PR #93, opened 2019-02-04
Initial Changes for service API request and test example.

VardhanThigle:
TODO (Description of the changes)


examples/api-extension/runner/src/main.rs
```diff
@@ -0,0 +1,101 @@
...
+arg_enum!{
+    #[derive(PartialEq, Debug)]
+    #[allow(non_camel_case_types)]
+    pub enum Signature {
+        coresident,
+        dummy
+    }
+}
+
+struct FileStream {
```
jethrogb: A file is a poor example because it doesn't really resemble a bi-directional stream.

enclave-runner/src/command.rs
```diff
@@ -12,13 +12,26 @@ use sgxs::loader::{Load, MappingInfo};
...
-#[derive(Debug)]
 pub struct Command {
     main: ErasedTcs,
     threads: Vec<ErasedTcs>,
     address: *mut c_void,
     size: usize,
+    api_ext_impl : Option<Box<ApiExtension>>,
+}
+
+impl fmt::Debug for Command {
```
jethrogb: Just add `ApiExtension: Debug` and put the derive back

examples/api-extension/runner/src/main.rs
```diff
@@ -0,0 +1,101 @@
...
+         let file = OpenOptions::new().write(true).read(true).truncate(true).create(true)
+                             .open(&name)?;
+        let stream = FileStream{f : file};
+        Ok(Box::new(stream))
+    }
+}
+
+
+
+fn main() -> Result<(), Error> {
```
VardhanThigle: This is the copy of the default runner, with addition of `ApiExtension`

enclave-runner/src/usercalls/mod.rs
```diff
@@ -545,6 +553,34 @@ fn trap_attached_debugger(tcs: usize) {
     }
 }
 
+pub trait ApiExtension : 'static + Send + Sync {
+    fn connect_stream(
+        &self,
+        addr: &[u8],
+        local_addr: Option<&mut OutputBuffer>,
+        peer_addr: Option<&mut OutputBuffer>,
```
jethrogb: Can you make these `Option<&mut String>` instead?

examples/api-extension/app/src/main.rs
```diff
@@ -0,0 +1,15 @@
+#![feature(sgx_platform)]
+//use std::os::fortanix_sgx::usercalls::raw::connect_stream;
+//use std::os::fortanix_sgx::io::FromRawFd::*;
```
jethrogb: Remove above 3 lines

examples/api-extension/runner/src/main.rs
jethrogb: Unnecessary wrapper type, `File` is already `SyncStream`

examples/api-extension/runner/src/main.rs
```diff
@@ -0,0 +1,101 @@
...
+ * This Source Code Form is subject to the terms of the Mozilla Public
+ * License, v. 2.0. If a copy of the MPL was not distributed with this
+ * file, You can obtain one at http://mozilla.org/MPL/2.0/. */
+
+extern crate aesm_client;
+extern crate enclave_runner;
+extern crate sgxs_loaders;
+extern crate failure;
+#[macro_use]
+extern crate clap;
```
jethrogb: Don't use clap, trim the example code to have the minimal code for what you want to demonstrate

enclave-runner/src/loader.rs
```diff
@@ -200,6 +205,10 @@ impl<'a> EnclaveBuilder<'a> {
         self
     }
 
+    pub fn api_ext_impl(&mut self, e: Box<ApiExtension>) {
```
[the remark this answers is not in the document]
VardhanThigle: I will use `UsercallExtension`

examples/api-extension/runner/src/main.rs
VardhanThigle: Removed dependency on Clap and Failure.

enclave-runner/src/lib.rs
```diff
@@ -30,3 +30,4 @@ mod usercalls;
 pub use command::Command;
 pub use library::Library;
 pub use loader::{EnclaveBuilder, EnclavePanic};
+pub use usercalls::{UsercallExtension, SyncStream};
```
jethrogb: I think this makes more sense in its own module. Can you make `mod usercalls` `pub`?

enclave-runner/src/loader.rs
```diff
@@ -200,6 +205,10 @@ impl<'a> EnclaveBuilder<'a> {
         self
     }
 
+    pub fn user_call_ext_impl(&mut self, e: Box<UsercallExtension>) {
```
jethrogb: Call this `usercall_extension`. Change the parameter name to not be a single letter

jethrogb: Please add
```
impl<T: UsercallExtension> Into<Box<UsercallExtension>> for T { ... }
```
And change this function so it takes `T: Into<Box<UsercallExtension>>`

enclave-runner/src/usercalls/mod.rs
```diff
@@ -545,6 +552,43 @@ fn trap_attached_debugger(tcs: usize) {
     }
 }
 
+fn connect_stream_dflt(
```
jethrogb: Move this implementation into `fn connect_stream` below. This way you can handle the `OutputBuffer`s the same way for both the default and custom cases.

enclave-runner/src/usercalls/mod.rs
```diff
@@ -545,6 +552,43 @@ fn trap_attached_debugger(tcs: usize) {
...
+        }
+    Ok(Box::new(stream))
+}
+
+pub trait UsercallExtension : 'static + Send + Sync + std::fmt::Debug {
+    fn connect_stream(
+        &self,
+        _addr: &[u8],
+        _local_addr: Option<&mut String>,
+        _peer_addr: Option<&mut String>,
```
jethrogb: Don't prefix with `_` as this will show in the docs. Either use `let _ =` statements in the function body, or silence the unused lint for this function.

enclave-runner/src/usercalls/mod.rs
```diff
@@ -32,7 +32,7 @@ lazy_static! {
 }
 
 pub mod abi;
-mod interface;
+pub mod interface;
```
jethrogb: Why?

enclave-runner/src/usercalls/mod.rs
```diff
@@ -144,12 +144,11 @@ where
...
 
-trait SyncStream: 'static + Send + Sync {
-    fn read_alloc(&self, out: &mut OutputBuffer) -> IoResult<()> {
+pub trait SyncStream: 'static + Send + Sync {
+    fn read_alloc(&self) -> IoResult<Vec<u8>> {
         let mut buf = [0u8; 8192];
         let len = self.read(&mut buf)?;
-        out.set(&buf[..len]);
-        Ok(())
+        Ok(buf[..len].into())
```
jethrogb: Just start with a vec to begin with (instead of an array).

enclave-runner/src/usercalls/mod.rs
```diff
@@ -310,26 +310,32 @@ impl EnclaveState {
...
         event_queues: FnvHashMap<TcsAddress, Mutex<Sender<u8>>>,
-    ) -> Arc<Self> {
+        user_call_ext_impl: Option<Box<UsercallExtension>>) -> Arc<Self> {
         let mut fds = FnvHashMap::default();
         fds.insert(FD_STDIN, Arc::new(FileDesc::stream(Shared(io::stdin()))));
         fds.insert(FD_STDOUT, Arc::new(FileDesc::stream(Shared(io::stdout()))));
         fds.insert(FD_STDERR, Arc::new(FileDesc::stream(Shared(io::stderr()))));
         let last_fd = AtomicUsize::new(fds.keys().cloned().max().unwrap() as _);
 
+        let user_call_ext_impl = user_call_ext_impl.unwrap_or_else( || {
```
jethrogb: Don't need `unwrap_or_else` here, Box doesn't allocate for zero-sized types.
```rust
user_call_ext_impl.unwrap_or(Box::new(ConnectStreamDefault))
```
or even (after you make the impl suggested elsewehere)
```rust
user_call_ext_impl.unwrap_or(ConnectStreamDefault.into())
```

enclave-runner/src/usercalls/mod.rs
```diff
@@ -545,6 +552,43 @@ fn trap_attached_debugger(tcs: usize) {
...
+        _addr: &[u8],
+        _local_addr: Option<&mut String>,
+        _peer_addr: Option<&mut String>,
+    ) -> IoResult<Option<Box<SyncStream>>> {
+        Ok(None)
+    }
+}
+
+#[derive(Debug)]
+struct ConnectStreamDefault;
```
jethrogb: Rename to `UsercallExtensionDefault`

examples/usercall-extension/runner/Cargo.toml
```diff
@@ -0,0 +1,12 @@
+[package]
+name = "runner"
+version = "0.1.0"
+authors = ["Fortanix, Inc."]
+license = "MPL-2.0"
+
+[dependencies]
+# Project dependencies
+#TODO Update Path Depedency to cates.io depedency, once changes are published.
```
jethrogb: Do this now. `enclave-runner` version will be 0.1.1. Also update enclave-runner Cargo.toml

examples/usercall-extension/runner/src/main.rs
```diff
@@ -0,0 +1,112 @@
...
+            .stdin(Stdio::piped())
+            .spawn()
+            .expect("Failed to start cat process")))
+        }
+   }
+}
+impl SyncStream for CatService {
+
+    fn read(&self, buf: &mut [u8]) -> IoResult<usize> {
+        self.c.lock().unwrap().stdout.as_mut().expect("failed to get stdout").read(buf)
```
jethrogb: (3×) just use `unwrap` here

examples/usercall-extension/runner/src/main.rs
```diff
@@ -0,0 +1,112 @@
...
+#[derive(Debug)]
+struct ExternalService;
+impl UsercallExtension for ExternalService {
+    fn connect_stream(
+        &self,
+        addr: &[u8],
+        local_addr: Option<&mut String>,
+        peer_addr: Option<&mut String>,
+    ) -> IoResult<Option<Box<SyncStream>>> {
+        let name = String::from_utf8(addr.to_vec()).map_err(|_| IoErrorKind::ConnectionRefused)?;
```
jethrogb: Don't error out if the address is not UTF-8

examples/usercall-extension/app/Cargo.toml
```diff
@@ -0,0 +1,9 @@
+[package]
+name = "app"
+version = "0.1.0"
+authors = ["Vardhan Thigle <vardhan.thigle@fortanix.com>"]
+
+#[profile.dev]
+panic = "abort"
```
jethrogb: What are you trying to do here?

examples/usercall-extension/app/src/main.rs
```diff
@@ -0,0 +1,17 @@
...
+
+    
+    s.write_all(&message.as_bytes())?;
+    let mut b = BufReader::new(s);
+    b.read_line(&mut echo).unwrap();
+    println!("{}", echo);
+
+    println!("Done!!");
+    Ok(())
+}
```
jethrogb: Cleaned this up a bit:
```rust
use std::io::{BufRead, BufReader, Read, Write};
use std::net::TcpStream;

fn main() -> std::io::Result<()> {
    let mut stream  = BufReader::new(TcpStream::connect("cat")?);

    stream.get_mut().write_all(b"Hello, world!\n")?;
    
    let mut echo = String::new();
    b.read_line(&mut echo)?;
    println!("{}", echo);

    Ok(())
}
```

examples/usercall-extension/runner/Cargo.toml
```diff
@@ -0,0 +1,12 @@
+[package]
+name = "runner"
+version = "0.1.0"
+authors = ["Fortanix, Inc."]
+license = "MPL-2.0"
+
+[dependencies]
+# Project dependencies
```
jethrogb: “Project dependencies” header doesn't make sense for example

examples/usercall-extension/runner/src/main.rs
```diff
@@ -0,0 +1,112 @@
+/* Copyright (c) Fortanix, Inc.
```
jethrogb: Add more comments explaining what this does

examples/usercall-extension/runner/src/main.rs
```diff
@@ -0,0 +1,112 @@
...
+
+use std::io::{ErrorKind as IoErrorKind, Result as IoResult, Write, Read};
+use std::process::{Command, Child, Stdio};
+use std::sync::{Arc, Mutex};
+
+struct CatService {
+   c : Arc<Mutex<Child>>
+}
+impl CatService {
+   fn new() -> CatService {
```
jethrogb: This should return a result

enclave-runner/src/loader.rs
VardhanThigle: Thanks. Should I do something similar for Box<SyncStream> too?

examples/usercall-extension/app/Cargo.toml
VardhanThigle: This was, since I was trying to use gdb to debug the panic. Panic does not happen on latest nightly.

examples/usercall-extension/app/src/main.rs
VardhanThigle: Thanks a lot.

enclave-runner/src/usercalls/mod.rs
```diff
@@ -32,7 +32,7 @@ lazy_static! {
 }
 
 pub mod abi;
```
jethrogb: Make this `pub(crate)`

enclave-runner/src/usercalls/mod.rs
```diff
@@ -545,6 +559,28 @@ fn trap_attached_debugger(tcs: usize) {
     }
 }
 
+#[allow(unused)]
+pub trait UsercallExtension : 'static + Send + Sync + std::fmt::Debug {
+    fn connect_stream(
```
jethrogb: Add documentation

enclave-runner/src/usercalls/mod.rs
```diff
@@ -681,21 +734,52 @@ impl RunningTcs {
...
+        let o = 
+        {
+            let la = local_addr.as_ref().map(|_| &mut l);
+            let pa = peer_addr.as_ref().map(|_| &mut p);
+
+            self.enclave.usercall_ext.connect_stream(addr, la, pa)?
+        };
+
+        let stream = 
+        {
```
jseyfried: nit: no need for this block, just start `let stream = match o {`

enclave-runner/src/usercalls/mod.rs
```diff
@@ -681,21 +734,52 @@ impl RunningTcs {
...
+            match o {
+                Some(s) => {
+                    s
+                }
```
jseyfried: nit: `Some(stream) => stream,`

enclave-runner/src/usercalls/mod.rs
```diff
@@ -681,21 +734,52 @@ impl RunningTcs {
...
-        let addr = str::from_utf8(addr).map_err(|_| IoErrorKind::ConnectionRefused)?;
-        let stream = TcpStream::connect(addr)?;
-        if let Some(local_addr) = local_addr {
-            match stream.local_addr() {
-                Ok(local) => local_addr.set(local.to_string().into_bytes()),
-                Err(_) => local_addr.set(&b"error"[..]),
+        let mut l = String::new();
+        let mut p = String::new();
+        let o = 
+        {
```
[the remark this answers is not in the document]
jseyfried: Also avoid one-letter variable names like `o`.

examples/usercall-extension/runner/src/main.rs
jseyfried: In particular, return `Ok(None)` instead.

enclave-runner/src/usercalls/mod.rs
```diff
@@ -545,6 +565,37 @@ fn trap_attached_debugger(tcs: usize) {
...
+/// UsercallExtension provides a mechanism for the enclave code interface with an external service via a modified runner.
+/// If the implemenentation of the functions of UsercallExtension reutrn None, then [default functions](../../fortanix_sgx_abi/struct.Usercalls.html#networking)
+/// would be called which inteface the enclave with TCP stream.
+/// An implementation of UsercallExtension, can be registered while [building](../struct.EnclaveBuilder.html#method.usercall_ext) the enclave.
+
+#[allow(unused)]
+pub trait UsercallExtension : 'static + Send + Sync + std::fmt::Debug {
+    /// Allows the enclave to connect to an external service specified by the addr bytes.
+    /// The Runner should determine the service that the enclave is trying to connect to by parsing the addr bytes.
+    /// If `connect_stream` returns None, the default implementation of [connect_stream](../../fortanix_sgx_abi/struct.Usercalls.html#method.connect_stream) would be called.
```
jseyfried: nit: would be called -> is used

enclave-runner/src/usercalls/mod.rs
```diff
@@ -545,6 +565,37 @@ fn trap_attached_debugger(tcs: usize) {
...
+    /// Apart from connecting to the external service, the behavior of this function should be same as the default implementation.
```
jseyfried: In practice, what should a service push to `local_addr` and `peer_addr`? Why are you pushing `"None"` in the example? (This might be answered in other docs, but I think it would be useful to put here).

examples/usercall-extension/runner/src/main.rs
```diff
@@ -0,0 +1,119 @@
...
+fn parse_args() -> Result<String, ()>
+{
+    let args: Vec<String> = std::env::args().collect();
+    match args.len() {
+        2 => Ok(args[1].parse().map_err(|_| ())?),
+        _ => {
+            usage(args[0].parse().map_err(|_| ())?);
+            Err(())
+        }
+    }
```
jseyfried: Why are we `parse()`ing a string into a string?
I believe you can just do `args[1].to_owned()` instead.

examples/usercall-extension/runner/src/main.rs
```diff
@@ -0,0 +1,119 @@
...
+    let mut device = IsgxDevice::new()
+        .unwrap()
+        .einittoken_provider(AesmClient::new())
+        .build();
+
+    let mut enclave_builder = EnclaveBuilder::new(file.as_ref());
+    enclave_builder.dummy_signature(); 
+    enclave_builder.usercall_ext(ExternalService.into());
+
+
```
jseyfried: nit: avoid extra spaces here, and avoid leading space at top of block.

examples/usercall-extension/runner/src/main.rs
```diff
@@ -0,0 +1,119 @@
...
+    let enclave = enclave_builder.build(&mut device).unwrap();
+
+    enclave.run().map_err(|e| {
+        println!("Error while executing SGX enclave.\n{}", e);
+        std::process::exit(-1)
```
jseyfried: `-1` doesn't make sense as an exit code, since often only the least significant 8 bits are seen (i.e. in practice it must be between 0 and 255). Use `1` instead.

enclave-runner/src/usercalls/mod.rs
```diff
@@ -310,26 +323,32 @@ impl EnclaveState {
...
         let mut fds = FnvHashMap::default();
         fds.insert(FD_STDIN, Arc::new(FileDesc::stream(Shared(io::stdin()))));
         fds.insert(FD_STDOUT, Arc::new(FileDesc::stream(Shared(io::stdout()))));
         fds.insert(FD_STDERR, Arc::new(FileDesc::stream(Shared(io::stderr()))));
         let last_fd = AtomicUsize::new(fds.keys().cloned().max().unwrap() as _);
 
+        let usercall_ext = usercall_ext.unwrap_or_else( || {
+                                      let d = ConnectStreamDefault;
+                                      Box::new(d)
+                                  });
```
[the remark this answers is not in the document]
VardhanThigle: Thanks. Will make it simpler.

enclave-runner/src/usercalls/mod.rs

****************

> [PROBLEM]: Above are the records; copy each line from them that includes the string "Child".

> [FINAL ANSWER]:
+use std::process::{Command, Child, Stdio};
+   c : Arc<Mutex<Child>>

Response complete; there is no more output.